--- EXERCISE MATERIAL Enclosed Below ---

PR #132, opened 2024-03-14
requirements: bump sigstore-protobuf-specs

woodruffw:
Bumps sigstore-protobuf-specs to `~= 0.3.0`, which includes v3 bundle support. Without this bump, anything in sigstore-python that constructs v3 bundles under the hood will fail (hooray for hidden version conflicts in Python environments!)

### DIFF
--- a/requirements.txt
+++ b/requirements.txt
@@ -1,4 +1,4 @@
 pytest==7.1.3
 requests==2.31.0
 cryptography>=39
-sigstore-protobuf-specs~=0.2.0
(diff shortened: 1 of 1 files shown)


woodruffw:
Example breakage here: https://github.com/sigstore/sigstore-python/pull/937

jku (approved):
Seems reasonable.

There is likely a way to keep the two environments separate (one for testrunner and a completely separate one for client-under-test) but this seems harmless and easier.

PR #134, opened 2024-03-16
Don't require a GitHub token

jku:
The new extremely-dangerous-public-oidc-beacon `current-token` branch allows us to fetch the JWT without a GitHub token. This makes local tests much nicer.

Changes:
* git clone the beacon repo to get the token
* Do this in a loop until token is valid
* Cache the token so we only do this once in a test run
* Remove all mention of github token in arguments, comments and docs

Some additional notes:
* retry times are tweaked from the values upstream (and special values are set for the interactive case)
* The caching could be smarter (could return cached value only if it's valid) but maybe this simple thing works?

#### Release Note

* `--github-token` is no longer required to run signing tests


jku:
This makes the test run significantly faster as well.

That is just a result of the caching which we could have done with the previous approach as well so it's kind of unrelated.

woodruffw (approved):
Awesome, thanks @jku!

PR #135, opened 2024-03-19
Capture stdout & stderr separately

segiddins:
#### Summary

I was running the conformance tests, and having stdout & stderr shown separately made debugging easier.

I figure this is what was intended since the error already has separate sections for stdout & stderr

#### Release Note

NONE

### DIFF
--- a/test/client.py
+++ b/test/client.py
@@ -134,7 +134,7 @@ class SigstoreClient:
                 full_command,
                 text=True,
                 stdout=subprocess.PIPE,
-                stderr=subprocess.STDOUT,
+                stderr=subprocess.PIPE,
                 check=True,
             )
         except subprocess.CalledProcessError as cpe:


woodruffw:
Yep, that looks right to me. Thanks for the fix!

woodruffw (dismissed):

test/client.py
```diff
@@ -134,7 +134,7 @@ def run(self, *args) -> None:
                 full_command,
                 text=True,
                 stdout=subprocess.PIPE,
```
woodruffw, line 136:
```suggestion
```

test/client.py
```diff
@@ -134,7 +134,7 @@ def run(self, *args) -> None:
...
-                stderr=subprocess.STDOUT,
+                stderr=subprocess.PIPE,
```
woodruffw, line 137:
```suggestion
                capture_output=True,
```

woodruffw (approved):

jku (approved):

PR #139, opened 2024-03-20
Add failure cases for checkpoints

loosebazooka:
a.txt.checkpoint_bad_keyhint.sigstore
modify the first base64 character of the signature, to affect the keyhint for that signature line

a.txt.checkpoint_invalid_signature.sigstore
modify the signature so it no longer validates

a.txt.checkpoint_wrong_roothash.txt
replace the checkpoint with an otherwise valid checkpoint from another bundle (from the same log instance)

This should catch any client *not* verifying a checkpoint from a bundle. (like sigstore-java was)


loosebazooka:
@william since we were talking about this on slack.

woodruffw:
Thanks @loosebazooka! Looking today. FYI @william is not me 😉

loosebazooka:
loool, poor @william I'm sorry. I don't why auto-fill did this to them.

woodruffw (approved):
Thanks @loosebazooka, looks great!

PR #142, opened 2024-05-07
Use .sigstore.json as bundle extension

loosebazooka:
Just a rename to match the spec.


woodruffw (approved):
Thanks @loosebazooka!

PR #143, opened 2024-05-08
Isolate staging/production self tests from eachother

loosebazooka:
should help determine quickly if failures are isolated to staging flakiness


woodruffw (approved):
Thanks!

PR #147, opened 2024-05-21
Fix lint issues

jku:
* Avoid variable reuse when variable type is different: this makes mypy happier
* include ruff automatic fixes


jku:
blocks #146

woodruffw (approved):

PR #152, opened 2024-08-16
dev-requirements: switch to sigstore-python 3.x

woodruffw:
This has been out for a while, let's see if this breaks any of the automation.

### DIFF
--- a/.github/workflows/conformance.yml
+++ b/.github/workflows/conformance.yml
@@ -25,7 +25,7 @@ jobs:
           cache: "pip"
 
       - name: install sigstore-python
-        run: pip install "sigstore ~= 2.0"
+        run: pip install "sigstore ~= 3.0"
 
       - name: conformance test sigstore-python
         uses: ./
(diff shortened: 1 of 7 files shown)


.github/workflows/conformance.yml
```diff
@@ -25,11 +25,11 @@ jobs:
...
-        run: pip install "sigstore ~= 2.0"
+        run: pip install "sigstore ~= 3.0"
 
       - name: conformance test sigstore-python
         uses: ./
         with:
           entrypoint: ${{ github.workspace }}/sigstore-python-conformance
           environment: ${{ matrix.sigstore-env }}
-          xfail: "test_verify_with_trust_root test_verify_dsse_bundle_with_trust_root test_verify_v_0_3"
+          xfail: "test_verify_with_trust_root test_verify_dsse_bundle_with_trust_root"
```
woodruffw, line 35: This no longer xfails, since 3.x supports v0.3 bundles.

(Verifying a DSSE bundle should also work though, so I need to look into that one.)

woodruffw: Ah, the problem there is that the "DSSE" bundle is actually an "intoto" entry, not a DSSE entry. I'll rename the test in a follow-up.

segiddins (approved):

jku (approved):
sounds reasonable

di (approved):

Issue #153, opened 2024-08-19
"DSSE" bundle tests are really intoto bundle tests


woodruffw:
Noticed this during #152: the `*dsse*` labeled tests are really tests of `intoto` entries (that use DSSE for the message part, but not the log entry part). As part of improving testcase categorization, we should probably adopt a scheme like this:

```
testcase_tlogkind_messagekind.bundleversion.good|bad.sigstore.json
```

so, for example, `d.txt.good.sigstore.json` would become:

```
d_intoto_dsse.v0.2.good.sigstore.json
```

(Where `d` should also really be a better name, but baby steps 🙂)

haydentherapper:
@segiddins also pointed this out to me when reviewing the Rekor v2 doc. We should add some tests for dsse entries as well.

loosebazooka:
> @segiddins also pointed this out to me when reviewing the Rekor v2 doc. We should add some tests for dsse entries as well.

Adding some now

haydentherapper:
Good to close?

jku:
> Good to close?

not really -- it's really misleading that the happy path dsse tests are dsse but the actually interesting (negative) tests are actually intoto: at least sigstore-python just fails to handle the kindversion so seemingly passes the tests... but has not actually been tested at all.

* should do some renaming of tests at a minimum
* preferably we would have the interesting tests implemented with the commonly supported kindversions first
* similar tests should be constructed for rekor v2 types

loosebazooka:
this appears to be fixed

PR #155, opened 2024-08-19
test: rename some assets

woodruffw:
Per #153: this is nowhere near complete, but makes the relationships between a few assets and their filenames slightly clearer.


test/test_bundle.py
```diff
@@ -8,39 +8,39 @@
...
+def test_verify_intoto_dsse_bundle_with_trust_root(
     client: SigstoreClient, make_materials_by_type: _MakeMaterialsByType
 ) -> None:
     """
     Test the happy path of verification for DSSE bundle w/ custom trust root
     """
     materials: BundleMaterials
     input_path, materials = make_materials_by_type("d.txt", BundleMaterials)
-    materials.bundle = Path("d.txt.good.sigstore.json")
+    materials.bundle = Path("d.txt+custom-trust-root_intoto_dsse.good.v0.2.sigstore.json")
```
loosebazooka, line 43: is the use of `+` intentional?

woodruffw: Yeah, that was me trying to think of a reasonable delimiter to split the "original signed filename" component from the "explanation of what this tests" component. We could pick another delimiter, though, if you think that one's confusing!

loosebazooka: yeah seems like we're putting the target infra into this filename when our naming schema doesn't support it? Not sure if another parameter on the filename for staging/prod/custom-trust-root is the right option though (especially since we configure lots of staging tests via flag).

Maybe naming for this one case doesn't matter that much yet. We can rename later :shrug: ?

woodruffw: Yeah, I'm starting to think that there's no good naming convention that'll encapsulate all of the varieties of states we want to test. I'm going to close this for now while I think about alternative approaches.

PR #162, opened 2026-08-28
fix(key_corridor): port MiniGrid's connect_all for door placement

### LINKED ISSUE #160: KeyCorridor stacks two doors on one cell, corrupting the rendered tile

epignatelli:
## Context

Prompted by an independent review of #161 (the KeyCorridor stacked-door fix): that PR's own code, and the "claude" GitHub Action review that approved it, only ever discussed two options for the buggy duplicate door - delete it (what #161 did) or move it to the goal-side room column. Neither is what MiniGrid's own `KeyCorridorEnv`/`RoomGrid.connect_all` actually does, and the review contained a factual error along the way (claiming non-goal goal-column doors are gated by a "permanently-unsatisfiable `requires=-1`" door - `requires=-1` is actually `EMPTY_POCKET_ID`, the *no lock needed* sentinel, not an unsatisfiable one).

Checking upstream MiniGrid directly (`minigrid/envs/keycorridor.py` + `minigrid/core/roomgrid.py`) shows navix's KeyCorridor never matched it structurally: MiniGrid places exactly *one* explicit door (the locked goal door) and gets every other connector - including the corridor↔key-room doors navix hardcodes one-per-row - from `RoomGrid.connect_all()`, a randomised search that keeps adding doors until every room is reachable from the agent's start, skipping anything that would touch the locked room. Navix's own version hardcoded a fixed, deterministic topology instead, with inter-row connectors only ever in the key-side column, never the goal-side one.

## What this does

Ports `connect_all`'s actual algorithm, adapted to be `jax.jit`-shaped:

- Candidate connector walls are enumerated statically - a fixed count per `n_rows` (2/6/10 for `n_rows` 1/2/3, i.e. every registered env ID).
- The one mandatory locked door (gating the goal room) and the always-open middle corridor are set up directly.
- Every other candidate is resolved via a single-pass, randomised Kruskal-style union-find: process candidates in random order, activate one iff it still joins two different components. Same reachability guarantee as MiniGrid's sample-with-replacement retry loop, but no unbounded iteration count, so it stays representable as a fixed-shape jitted program.
- Candidates that don't end up connecting anything still exist as `Door` entities (needed for a fixed per-`n_rows` entity count) but are permanently unopenable (a sentinel `requires` value no real key can ever match), so they behave as ordinary walls.

The union-find keeps `parent` fully flattened as an invariant instead of scanning up to `num_rooms` hops per lookup: a union starting from a flat array can only ever strand nodes one hop further off, so a single `parent[parent]` pass after each union always restores flatness. This was originally motivated by a GPU throughput regression I measured via wall-clock benchmarking (~8-25%) - profiling with `nsys` on an idle GPU afterwards showed the *actual* kernel-level cost of the original linear-scan union-find was statistically indistinguishable from this version's (157,953ns vs 157,732ns total device time, same kernels, same launch counts), meaning the wall-clock differences I was chasing were mostly measurement noise (warm-up/autotuning-cache contamination - whichever env ran first in a fresh process paid a one-time tax unrelated to the algorithm). Keeping the flattening optimisation anyway since it's strictly cheaper and the reasoning is sound regardless of how much of the original regression was real.

## Behavior change

Per `AGENTS.md`'s "flag behavior-changing PRs explicitly":

- Door counts, positions, and colours differ from `main` for every registered `Navix-KeyCorridorS*R*-v0` ID (different RNG draws, different topology).
- The previous asymmetry - inter-row connectors only ever in the key-side room column - is gone; either column can get one now, matching MiniGrid.
- This also fixes #160's underlying bug class more thoroughly than #161's targeted fix: every door position is unique *by construction* (distinct candidate walls, no reused draws), not patched for the one specific duplicate the old `for row in range(n_rows - 1)` loop produced.
- Compile time is up ~14-30% on a fresh trace (more candidates for XLA to trace/optimize) - a real, consistently measured cost across CPU and GPU, separate from runtime. Runtime throughput itself is not meaningfully affected (see profiling above).

## Testing

- Existing tests unmodified and passing: `test_98`, `test_141`, `test_160` (`tests/test_issues.py`), plus `test_actions.py`/`test_entities.py`/`test_environments.py` as a broader regression check.
- New direct verification (not yet added as a committed test - flagging for discussion): 500 seeds × all 6 registered env IDs, checking (a) every non-goal room reachable from the agent's start, (b) the goal room never gets a second, openable connector, (c) no two doors ever share a cell, (d) `jax.jit(jax.vmap(env.reset))` compiles and runs. All passed, 0 failures across 3000 episodes.
- Rendered before/after comparisons on `Navix-KeyCorridorS4R3-v0` confirming doors now appear on both room columns' inter-row walls, not just the key-side one.

https://claude.ai/code/session_017r9M6ZNasyVJjmBGCA585J

### DIFF
--- a/navix/environments/key_corridor.py
+++ b/navix/environments/key_corridor.py
@@ -50,6 +50,41 @@ def _room_id(row: int, col: int) -> int:
 
 
 class KeyCorridor(Environment):
+    """Find a key hidden behind unlocked doors, then use it to open the one
+    locked door guarding the goal.
+
+    Rooms form an `n_rows x 3` grid: the agent starts in the middle column
+    (always connected top-to-bottom - the "corridor"), keys live in the left
+    column, the goal lives in the right column behind the episode's one
+    locked door.
+
+    Every other connector - including corridor<->key-room doors - comes from
+    a `jax.jit`-shaped port of MiniGrid's `RoomGrid.connect_all`: a
+    randomised search that keeps adding doors until every non-goal room is
+    reachable from the agent's start, without ever adding a second connector
+    to the goal room. Door positions, counts, and which side of the grid
+    gets inter-row connectors therefore vary per episode, rather than
+    following a fixed layout.
+
+    Implemented as a single-pass, randomised Kruskal-style union-find
+    (activate a candidate wall iff it still joins two different components),
+    since MiniGrid's own sample-with-replacement retry loop has no static
+    iteration bound and can't be represented as a fixed-shape `jax.jit`
+    program. Candidate walls that end up not connecting anything still exist
+    as `Door` entities - a fixed count per `n_rows` is required for
+    `jax.jit` - but are permanently unopenable, so they behave as ordinary
+    walls.
+
+    Note:
+        Because those non-connecting candidates are still `Door` entities,
+        `observations.rgb`/`symbolic` render a closed, locked door sprite at
+        every candidate wall - including the ones that are functionally
+        solid walls. MiniGrid renders those as plain walls instead; there is
+        no way to tell them apart visually, only by checking
+        `state.entities["door"].requires` for the sentinel "no key can open
+        this" value.
+    """
+
     def _reset(self, key: Array, cache: Union[RenderingCache, None] = None) -> Timestep:
         n_rows_config = {3: 1, 5: 2}
         n_rows = n_rows_config.get(self.height, 3)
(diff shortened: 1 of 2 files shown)


epignatelli:
@claude review please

--- End of Enclosed EXERCISE MATERIAL ---

**EXERCISE REQUIREMENTS:**
Return every line above in which the string "bump" occurs.

**TASK RESULT:**
requirements: bump sigstore-protobuf-specs
Bumps sigstore-protobuf-specs to `~= 0.3.0`, which includes v3 bundle support. Without this bump, anything in sigstore-python that constructs v3 bundles under the hood will fail (hooray for hidden version conflicts in Python environments!)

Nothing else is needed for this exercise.